TASK BRIEF
How many lines in the records below contain the word "getCurrent"? Reply with the number alone.

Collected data

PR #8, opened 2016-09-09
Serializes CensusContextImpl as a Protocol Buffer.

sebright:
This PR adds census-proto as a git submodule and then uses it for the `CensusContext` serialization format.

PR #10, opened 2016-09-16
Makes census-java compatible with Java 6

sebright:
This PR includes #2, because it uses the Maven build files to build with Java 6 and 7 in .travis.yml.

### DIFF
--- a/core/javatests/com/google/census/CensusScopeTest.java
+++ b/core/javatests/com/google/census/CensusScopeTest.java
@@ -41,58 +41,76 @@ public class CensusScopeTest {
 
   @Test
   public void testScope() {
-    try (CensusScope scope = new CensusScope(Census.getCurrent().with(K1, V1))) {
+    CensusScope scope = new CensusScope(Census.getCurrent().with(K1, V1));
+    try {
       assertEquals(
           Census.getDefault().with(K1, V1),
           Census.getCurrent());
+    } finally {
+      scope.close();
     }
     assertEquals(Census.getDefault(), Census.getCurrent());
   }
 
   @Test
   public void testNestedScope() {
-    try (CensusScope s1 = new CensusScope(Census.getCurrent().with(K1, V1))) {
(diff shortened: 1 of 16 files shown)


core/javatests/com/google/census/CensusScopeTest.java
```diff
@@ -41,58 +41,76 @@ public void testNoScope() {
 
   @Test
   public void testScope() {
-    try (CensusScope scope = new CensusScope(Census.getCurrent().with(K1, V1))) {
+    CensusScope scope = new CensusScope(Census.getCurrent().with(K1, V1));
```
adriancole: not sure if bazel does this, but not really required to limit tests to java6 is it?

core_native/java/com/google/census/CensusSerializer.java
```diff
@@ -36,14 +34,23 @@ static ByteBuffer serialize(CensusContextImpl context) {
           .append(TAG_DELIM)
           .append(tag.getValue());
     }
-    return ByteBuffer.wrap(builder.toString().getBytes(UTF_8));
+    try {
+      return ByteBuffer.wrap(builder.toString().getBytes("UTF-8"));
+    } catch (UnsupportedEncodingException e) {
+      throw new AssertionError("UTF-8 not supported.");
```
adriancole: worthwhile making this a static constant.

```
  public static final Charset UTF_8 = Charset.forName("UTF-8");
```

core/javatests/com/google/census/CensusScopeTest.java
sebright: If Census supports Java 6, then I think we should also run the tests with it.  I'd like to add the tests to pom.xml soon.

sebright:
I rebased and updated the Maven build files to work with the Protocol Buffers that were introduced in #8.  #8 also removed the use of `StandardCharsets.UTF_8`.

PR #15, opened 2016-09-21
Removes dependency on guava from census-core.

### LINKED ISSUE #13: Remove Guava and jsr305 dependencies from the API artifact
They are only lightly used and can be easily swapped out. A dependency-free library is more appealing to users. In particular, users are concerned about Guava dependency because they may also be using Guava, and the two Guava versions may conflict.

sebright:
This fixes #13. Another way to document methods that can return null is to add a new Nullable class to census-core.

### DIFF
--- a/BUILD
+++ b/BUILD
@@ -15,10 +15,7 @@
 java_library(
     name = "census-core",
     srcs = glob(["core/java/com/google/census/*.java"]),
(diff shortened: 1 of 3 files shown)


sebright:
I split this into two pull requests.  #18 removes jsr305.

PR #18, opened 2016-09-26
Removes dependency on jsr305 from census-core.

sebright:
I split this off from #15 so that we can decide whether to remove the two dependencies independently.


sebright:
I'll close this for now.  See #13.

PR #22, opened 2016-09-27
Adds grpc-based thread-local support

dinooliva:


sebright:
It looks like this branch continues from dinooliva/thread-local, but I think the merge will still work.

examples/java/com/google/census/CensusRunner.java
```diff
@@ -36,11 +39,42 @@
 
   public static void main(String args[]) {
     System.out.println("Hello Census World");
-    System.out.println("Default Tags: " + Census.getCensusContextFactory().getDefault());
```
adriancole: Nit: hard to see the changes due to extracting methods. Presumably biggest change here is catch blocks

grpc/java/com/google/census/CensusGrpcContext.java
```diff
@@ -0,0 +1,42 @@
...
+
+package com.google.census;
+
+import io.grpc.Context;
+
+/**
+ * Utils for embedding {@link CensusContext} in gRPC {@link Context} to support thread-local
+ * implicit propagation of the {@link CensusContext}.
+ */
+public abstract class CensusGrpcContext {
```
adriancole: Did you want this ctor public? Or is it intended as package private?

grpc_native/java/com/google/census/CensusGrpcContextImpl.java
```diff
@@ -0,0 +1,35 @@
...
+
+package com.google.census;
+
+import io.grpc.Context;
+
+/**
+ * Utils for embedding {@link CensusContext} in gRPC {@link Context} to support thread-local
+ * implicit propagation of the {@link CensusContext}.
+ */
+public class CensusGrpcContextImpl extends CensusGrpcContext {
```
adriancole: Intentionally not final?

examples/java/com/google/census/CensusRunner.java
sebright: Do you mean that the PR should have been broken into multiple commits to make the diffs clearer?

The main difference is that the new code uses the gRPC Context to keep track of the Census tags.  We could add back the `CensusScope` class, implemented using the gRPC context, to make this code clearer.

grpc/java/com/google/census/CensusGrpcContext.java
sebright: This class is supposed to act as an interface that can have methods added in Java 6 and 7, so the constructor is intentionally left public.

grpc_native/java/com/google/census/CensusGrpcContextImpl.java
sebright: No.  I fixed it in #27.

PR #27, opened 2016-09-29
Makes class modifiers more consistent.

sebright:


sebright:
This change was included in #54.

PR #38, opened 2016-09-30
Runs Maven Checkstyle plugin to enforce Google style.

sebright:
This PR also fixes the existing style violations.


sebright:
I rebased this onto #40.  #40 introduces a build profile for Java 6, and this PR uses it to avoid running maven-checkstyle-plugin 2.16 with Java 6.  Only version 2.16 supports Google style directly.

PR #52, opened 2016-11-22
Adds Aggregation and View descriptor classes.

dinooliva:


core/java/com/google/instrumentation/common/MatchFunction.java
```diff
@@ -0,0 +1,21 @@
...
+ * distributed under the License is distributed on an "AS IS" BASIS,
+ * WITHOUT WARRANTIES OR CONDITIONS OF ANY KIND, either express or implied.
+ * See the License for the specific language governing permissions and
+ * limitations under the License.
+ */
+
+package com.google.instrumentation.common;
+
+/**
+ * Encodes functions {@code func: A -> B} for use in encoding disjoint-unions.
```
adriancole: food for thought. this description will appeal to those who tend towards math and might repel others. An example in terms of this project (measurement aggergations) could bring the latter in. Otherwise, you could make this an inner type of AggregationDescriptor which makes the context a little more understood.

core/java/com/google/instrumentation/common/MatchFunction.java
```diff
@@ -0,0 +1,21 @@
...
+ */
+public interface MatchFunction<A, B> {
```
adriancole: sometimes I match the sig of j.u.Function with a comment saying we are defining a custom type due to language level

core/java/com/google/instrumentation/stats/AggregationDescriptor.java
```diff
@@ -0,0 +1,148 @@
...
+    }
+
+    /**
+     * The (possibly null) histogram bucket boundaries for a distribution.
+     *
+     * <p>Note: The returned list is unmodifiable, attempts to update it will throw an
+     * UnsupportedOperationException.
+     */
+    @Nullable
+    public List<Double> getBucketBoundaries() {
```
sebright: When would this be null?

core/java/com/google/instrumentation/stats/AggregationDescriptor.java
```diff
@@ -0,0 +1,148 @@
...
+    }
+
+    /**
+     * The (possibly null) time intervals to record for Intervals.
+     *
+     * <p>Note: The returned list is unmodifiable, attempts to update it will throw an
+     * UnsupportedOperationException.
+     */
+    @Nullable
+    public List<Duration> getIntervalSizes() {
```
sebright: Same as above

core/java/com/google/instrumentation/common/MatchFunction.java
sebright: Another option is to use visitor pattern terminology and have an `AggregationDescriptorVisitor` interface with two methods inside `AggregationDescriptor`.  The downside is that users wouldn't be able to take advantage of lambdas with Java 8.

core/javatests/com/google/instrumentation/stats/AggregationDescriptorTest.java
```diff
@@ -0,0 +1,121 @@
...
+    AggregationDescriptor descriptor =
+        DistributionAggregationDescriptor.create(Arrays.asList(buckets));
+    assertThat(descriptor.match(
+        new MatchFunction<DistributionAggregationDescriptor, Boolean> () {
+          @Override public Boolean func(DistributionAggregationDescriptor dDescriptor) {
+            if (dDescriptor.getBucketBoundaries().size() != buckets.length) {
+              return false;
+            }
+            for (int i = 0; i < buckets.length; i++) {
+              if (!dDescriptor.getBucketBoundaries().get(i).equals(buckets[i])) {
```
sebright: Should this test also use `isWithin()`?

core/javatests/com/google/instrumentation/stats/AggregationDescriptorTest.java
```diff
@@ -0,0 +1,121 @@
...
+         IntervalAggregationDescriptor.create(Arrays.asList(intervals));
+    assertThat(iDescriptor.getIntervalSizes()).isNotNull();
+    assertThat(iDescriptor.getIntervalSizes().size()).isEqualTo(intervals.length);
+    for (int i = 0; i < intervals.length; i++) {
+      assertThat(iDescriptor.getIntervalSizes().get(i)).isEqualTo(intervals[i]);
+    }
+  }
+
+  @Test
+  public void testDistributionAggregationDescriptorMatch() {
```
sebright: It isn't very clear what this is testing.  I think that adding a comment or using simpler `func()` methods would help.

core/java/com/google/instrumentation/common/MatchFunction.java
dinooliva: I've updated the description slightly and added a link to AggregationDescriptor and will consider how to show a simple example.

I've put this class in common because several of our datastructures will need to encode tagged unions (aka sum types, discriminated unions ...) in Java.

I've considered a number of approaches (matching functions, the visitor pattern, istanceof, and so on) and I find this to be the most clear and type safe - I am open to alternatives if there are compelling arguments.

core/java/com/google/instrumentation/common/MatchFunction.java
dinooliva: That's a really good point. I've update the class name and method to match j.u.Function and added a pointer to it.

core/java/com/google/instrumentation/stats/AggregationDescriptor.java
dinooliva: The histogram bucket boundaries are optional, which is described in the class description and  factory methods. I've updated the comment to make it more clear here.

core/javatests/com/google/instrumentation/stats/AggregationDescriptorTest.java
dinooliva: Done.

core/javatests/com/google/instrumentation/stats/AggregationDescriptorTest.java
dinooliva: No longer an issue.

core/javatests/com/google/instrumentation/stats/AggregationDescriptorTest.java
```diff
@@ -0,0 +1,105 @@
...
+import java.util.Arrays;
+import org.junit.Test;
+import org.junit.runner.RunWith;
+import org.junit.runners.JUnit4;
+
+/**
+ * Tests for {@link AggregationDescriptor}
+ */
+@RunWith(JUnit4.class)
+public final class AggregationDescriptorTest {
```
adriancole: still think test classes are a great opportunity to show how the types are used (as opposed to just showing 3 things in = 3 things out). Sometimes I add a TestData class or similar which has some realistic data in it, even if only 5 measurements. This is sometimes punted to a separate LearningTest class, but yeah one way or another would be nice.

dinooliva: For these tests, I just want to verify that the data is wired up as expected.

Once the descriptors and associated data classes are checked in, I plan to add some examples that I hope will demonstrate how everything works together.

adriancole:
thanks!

COMPLETED TASK
7